• Want to help us with this year's BoS Trials?
    Let us know before 30 June. See this thread for details
  • Looking for HSC notes and resources?
    Check out our Notes & Resources page

Help!! Chemical properties of radioisotope. (1 Viewer)

9876543210

everything's fuzzy..
Joined
Nov 19, 2008
Messages
54
Location
innisfree
Gender
Female
HSC
2009
does anyone know what the chemical properties of cobalt-60 (radiotherapy) and caesium-137 (thickness gauges in industry) are???
 

independantz

Member
Joined
Apr 4, 2007
Messages
409
Gender
Male
HSC
2008
wikipedia is your friend.

From what i can remember for cobalt-60, it has a half life of 6years and is a gamma ray emiiter so it can be used to preserve foods, by passing gamma rays through them and destroying microbes etc...
 

minijumbuk

┗(^o^ )┓三
Joined
Apr 23, 2007
Messages
652
Gender
Male
HSC
2008
independantz said:
wikipedia is your friend.

From what i can remember for cobalt-60, it has a half life of 6years and is a gamma ray emiiter so it can be used to preserve foods, by passing gamma rays through them and destroying microbes etc...
I think those are nuclear properties, and not chemical.

Hmm, I'm not sure about those radioisotopes, since I did not do them, but chemical properties generally refer to their reactions in different environments. E.g. Technetium 99m can be carried in blood without reacting, so it can perform its function in diagnostics while keeping the patient safe, as the intake of the Tc-99m won't harm body cells.

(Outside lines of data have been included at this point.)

PR #3134, opened 2025-08-05
source-salesforce-native: always use the Bulk API for formula field refreshes

Alex-Bair:
**Description:**

Previously, the connector did not use the Bulk API if _any_ of an object's fields are complex & can't be queried via the Bulk API. That makes sense when we're trying to query all fields. But when we're only querying formula fields - which should never be any of these complex, non-Bulk API queryable types ([ref](https://help.salesforce.com/s/articleView?id=platform.choosing_a_formula_data_type.htm&type=5)) - that restriction is unecessary. This PR makes it so we always try to use the Bulk API for formula field refreshes.

We've observed formula field refreshes take a long time for `Account` which always has a standard field that's not able to be queried via the Bulk API. This change should help speed up formula field refreshes for `Account` and other bindings in a similar situation.

**Workflow steps:**

**Notes for reviewers:**

- - -
This change is [Reviewable](https://reviewable.io/reviews/estuary/connectors/3134)

### DIFF
--- a/source-salesforce-native/config.yaml
+++ b/source-salesforce-native/config.yaml
@@ -2,7 +2,7 @@ credentials:
     credentials_title: OAuth Credentials
     client_id_sops: ENC[AES256_GCM,data:fMXpKq4TrDG9vbkRFa7EYhOsdk6FtTLLT+jU5hokrHEB2FF8h39CquHiOp0+El0Mg/4zQMTdJ5wDp90WKSPa9yxzaMAi97ExkqfNWPM2FNAK2KmAYg==,iv:8lNVaJITypPnTuUZM4kMXUMdJglGFdkDYGNGhyPsxVU=,tag:yT1ENGiQzGZKM8DCT8gS0g==,type:str]
     client_secret_sops: ENC[AES256_GCM,data:jJgwo0E280bY9JApzBDCXuFaEbnnMMhtT0zYrwybJcOtZc+6RXNkxtQSbXvw9DpAAC6jbGEXMMc6yONx4y21ww==,iv:KqFuPgJzjVgDdOdKGRrnvEda/ZUUBvvlBjUcEdiALeg=,tag:M2RoEtnWixP86GOv/uwMIw==,type:str]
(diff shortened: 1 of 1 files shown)


source-salesforce-native/config.yaml
```diff
@@ -2,7 +2,7 @@ credentials:
     credentials_title: OAuth Credentials
     client_id_sops: ENC[AES256_GCM,data:fMXpKq4TrDG9vbkRFa7EYhOsdk6FtTLLT+jU5hokrHEB2FF8h39CquHiOp0+El0Mg/4zQMTdJ5wDp90WKSPa9yxzaMAi97ExkqfNWPM2FNAK2KmAYg==,iv:8lNVaJITypPnTuUZM4kMXUMdJglGFdkDYGNGhyPsxVU=,tag:yT1ENGiQzGZKM8DCT8gS0g==,type:str]
     client_secret_sops: ENC[AES256_GCM,data:jJgwo0E280bY9JApzBDCXuFaEbnnMMhtT0zYrwybJcOtZc+6RXNkxtQSbXvw9DpAAC6jbGEXMMc6yONx4y21ww==,iv:KqFuPgJzjVgDdOdKGRrnvEda/ZUUBvvlBjUcEdiALeg=,tag:M2RoEtnWixP86GOv/uwMIw==,type:str]
-    refresh_token_sops: ENC[AES256_GCM,data:vqvATUauWsPBTFv1wTO7DljL4zOADONNj7+euRIQkXlB6nQgFIX11uH6tFrhhThAT99x5ipqRSxzzRgbGb/bd++AybniGSIy/Cw6AvPUDvDYAJ8yRX94,iv:4gQ10k3Z3oZ2/pKrP530yWpaha16KznbwXJilLmJGO0=,tag:VvwHjDwFNRkPeBGauLtajw==,type:str]
+    refresh_token_sops: ENC[AES256_GCM,data:quOxeAYT/e7YzQzsfdyUP09MpGgj1BD2ejUI5v4QQU4ULFvqryLBGipdknAC/KqF43bny1D9aY+mg72E86/sDm65WPVhFO6Uj6gdTIQoYQihO+VvwWjE,iv:XK5WiTA1rhRfuzFfdxuruZHjVvuu7xXq8Me/Myx4ueI=,tag:YbCxgijpPMvh6f40ND5NMA==,type:str]
```
JustinASmith, line 5: Curious if this was an expected change? If so, please ignore. Just pointing it out just in case.

JustinASmith (approved):
LGTM

source-salesforce-native/config.yaml
Alex-Bair: Yep! This was expected. I revoked the previous refresh token when I was trying to replicate an issue with our test Salesforce account, and that ended up breaking the tests. I had to update `config.yaml` to contain a valid refresh token for our tests to pass again.

PR #3141, opened 2025-08-07
source-sqlserver: Fix shutdown deadlock

willdonnelly:
**Description:**

In two places we were sending commit events directly to the events channel instead of using the emitEvent helper function which does the necessary context-cancellation logic, so it was possible for a task to deadlock with the replication thread blocked sending an event and the main thread blocked waiting for it to shut down.


Alex-Bair (approved):
LGTM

That would be the chemical properties of Tc-99m.
The nuclear properties would be: releases gamma radiation, has a half life of ~5 hours.
 

sinophile

Well-Known Member
Joined
Oct 25, 2008
Messages
1,341
Gender
Undisclosed
HSC
N/A
Im pretty sure chemical properties don't depend on the isotope, because different isoptopes have only different nuclei. You could just look up chemical properties of those elements if youre only interested in chemical properties,m rather than nuclear properties
 

Pwnage101

Moderator
Joined
May 3, 2008
Messages
1,408
Location
in Pursuit of Happiness.
Gender
Undisclosed
HSC
N/A
9876543210 said:
does anyone know what the chemical properties of cobalt-60 (radiotherapy) and caesium-137 (thickness gauges in industry) are???
independantz is right

for this dot point they want half life and whether it is high/low energy radiation and the type it is
 

badquinton304

Member
Joined
Jun 4, 2007
Messages
884
Gender
Male
HSC
2009
Cobalt-60 is completely insoluble in water so I guess that would help with potential contamination of bodily fluids. Cs-137 is soluble in water but I do not know how that would help.
 

bored of sc

Active Member
Joined
Nov 10, 2007
Messages
2,314
Gender
Male
HSC
2009
The board of studies use "chemical properties" in this context to mean half life, type of radiation emitted etc. It is used incorrectly though since chemical properties actually means the ways in which atoms interact via electron transfer, sharing etc rather than the way the 'nucleus' changes.